[Work request]
Find every line containing the word "thing" in the records below; report only how many there are.

Segment Start: Dataset records

PR #57, opened 2025-02-16
Draft: Remove one xfail for addslashes that actually didn't use autoescape

jonathan-s:
Removing one xfail which didn't use autoescape. (though that test still fails, leaving this as a draft while I ponder on why).


LilyFoote:
> (though that test still fails, leaving this as a draft while I ponder on why).

I think this might be an ordering thing - is the variable being html escaped before having slashes added, where it should be slashes first and then html escaping?

jonathan-s:
> > (though that test still fails, leaving this as a draft while I ponder on why).
> 
> I think this might be an ordering thing - is the variable being html escaped before having slashes added, where it should be slashes first and then html escaping?

You are correct. 

```
            Some(content) => content
                .render(context)? <- culprit is here. 
                .replace(r"\", r"\\")
                .replace("\"", "\\\"")
```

Segment End: Dataset records

[Task solution]
2